PR #603, opened 2025-12-04
fix: crash in MontyRequestHandler.do_PUT

carver:
Fixes a bug introduced by #544 

While opening an output file, the server constructs the path using `data_path + "/" + new_filename`. But `data_path` was recently converted to a pathlib.Path object. So concatenating with a string will fail.

The code also includes a new test to catch regressions in the server. It's not 100% comprehensive, but covers a lot more than before.

---

_Stale commentary:_
 
I just spotted the bug by scanning the code. The only instructions for running the server involves running iOS, which I don't have. So I was not able to verify the original bug, or the fix, yet. I wanted to get the fix up for review before diving deeper into the reproduction and writing a test case.

It's not clear to me how severe it is to leave this bug active for a few days, so I wanted to start the conversation as soon as possible. If this gets merged as-is, I'll still do the follow-up work to build a reproduction test case.

### DIFF
--- a/pyproject.toml
+++ b/pyproject.toml
@@ -257,7 +257,6 @@ ignore = [
     "PT018", # PT018: Assertion should be broken down into multiple parts
     "PT027", # PT027: Use `pytest.raises` instead of unittest-style `assertRaises`
     "PTH119", # PTH119: `os.path.basename()` should be replaced by `Path.name`
-    "PTH120", # PTH120: `os.path.dirname()` should be replaced by `Path.parent`
     "PTH123", # PTH123: `open()` should be replaced by `Path.open()`
     "RET503", # RET503: Missing explicit `return` at the end of function able to return non-`None` value
     "RUF005", # RUF005: Consider {expression} instead of concatenation
--- a/src/tbp/monty/frameworks/run_parallel.py
+++ b/src/tbp/monty/frameworks/run_parallel.py
@@ -562,8 +562,7 @@ def post_parallel_train(experiments: list[Mapping], base_dir: str) -> None:
 
     with exp:
         exp.model.load_state_dict_from_parallel(parallel_dirs, True)
-        output_dir = os.path.dirname(experiments[0]["config"]["logging"]["output_dir"])
-        output_dir = Path(output_dir)
+        output_dir = Path(experiments[0]["config"]["logging"]["output_dir"]).parent
         if isinstance(exp, MontySupervisedObjectPretrainingExperiment):
             output_dir = output_dir / "pretrained"
         output_dir.mkdir(exist_ok=True, parents=True)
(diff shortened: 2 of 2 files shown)


vkakerbeck:
Thanks for spotting that @carver !

Nothing I can think of that you need to watch out for. There are some instructions for running monty meets world in this tutorial https://thousandbrainsproject.readme.io/docs/using-monty-for-robotics#example-1-monty-meets-world-ipad-app
Unfortunately it will be a bit hard to test that way, as like you said, that line just get's invoked when data comes in from the MontyMeetsWorld iPad app. Let me know if you want me to set it up again and test (May be good to do anyways after @tristanls-tbp updates the config to Hydra)

carver:
> Thanks for spotting that @carver !

Sure! I would love to celebrate more, but I also introduced the bug 🤦🏻‍♂️, so that kind of cancels it out 😆 

I'll take a look at writing a test so that manual validation isn't required.

carver:
I added a test that verifies server functionality. Having more test coverage is celebration-worthy. :)

As expected, when running the test without the bugfix, the test shows the failure now:
```
Exception occurred during processing of request from ('127.0.0.1', 47278)
  File "/home/carver/.local/share/uv/python/cpython-3.9.22-linux-x86_64-gnu/lib/python3.9/socketserver.py", line 316, in _handle_request_noblock
    self.process_request(request, client_address)
  File "/home/carver/.local/share/uv/python/cpython-3.9.22-linux-x86_64-gnu/lib/python3.9/socketserver.py", line 347, in process_request
    self.finish_request(request, client_address)
  File "/home/carver/.local/share/uv/python/cpython-3.9.22-linux-x86_64-gnu/lib/python3.9/socketserver.py", line 360, in finish_request
    self.RequestHandlerClass(request, client_address, self)
  File "/home/carver/.local/share/uv/python/cpython-3.9.22-linux-x86_64-gnu/lib/python3.9/http/server.py", line 668, in __init__
  File "/home/carver/.local/share/uv/python/cpython-3.9.22-linux-x86_64-gnu/lib/python3.9/socketserver.py", line 747, in __init__
    self.handle()
  File "/home/carver/.local/share/uv/python/cpython-3.9.22-linux-x86_64-gnu/lib/python3.9/http/server.py", line 433, in handle
    self.handle_one_request()
  File "/home/carver/.local/share/uv/python/cpython-3.9.22-linux-x86_64-gnu/lib/python3.9/http/server.py", line 421, in handle_one_request
    method()
  File "/home/carver/code/tbp.monty/src/tbp/monty/frameworks/environment_utils/server.py", line 48, in do_PUT
    with open(data_path + "/" + new_filename, "wb") as output_file:
TypeError: unsupported operand type(s) for +: 'PosixPath' and 'str'
```

With the fix, the test passes. This hardly qualifies as a unit test, but I wasn't sure where else to put it.

I think this is ready for review/merge once CI turns green, if you're good with it.

tristanls-tbp:
> This hardly qualifies as a unit test, but I wasn't sure where else to put it.

**note**: Yeah, don't worry about it, `tests/unit/...` is fine until we reorganize the tests 🙂.

PR #605, opened 2025-12-05
chore: UI improvements to the future work widget

codeallthethingz:
This PR makes some UI improvements to the future work widget as it was getting a bit cramped.  
- RFC column is hidden.
- Avatars are now clickable to go to the github profile page.
- Status is now clickable to filter by that status.
- New checkbox to hide completed items by default.

From this:
image

to this:
image


codeallthethingz:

# Exercise brief
Exactly the lines from the one that holds "chore: UI improvements" through the final line of the records above should be written out, and only those.

# Answer box
chore: UI improvements to the future work widget

codeallthethingz:
This PR makes some UI improvements to the future work widget as it was getting a bit cramped.  
- RFC column is hidden.
- Avatars are now clickable to go to the github profile page.
- Status is now clickable to filter by that status.
- New checkbox to hide completed items by default.

From this:
image

to this:
image


codeallthethingz:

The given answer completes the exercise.